In 1984 a Third Circuit panel decided that the automatic stay did not apply to a right to payment which arose under applicable state law after a bankruptcy petition was filed. Avellino & Bienes v. M. Frenville Co., 744 F.2d 332 (3d Cir. 1984). The Third Circuit tradition is that the holding of a panel in a precedential opinion is binding on subsequent panels. Until this year Frenville remained good Third Circuit law notwithstanding universal rejection by other circuits.

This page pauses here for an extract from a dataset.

PR #551, opened 2022-12-13
feat: introducing customizable model object cascading functionality

tjasko:
This introduces a new interface that objects can implement in order to influence its behavior within the persistence store. The primary use-case for this right now is to override the object cascading functionality upon deletions.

In In re Grossman’s Inc., 607 F.3d 114 (3d Cir. 2010), the Third Circuit en banc overruled Frenville. After discussing the conduct test (a claim arises when the acts giving rise to the defendant’s liability were performed, not when the harm caused by the acts was manifested) and the pre-petition relationship test (a claim arises from a debtor’s pre-petition tortious conduct where there is also some pre-petition relationship between the debtor and the claimant), the Third Circuit held that a tort claim arises when an individual is exposed pre-petition to a product or other conduct giving rise to an injury which underlies a “right to payment” under the Bankruptcy Code.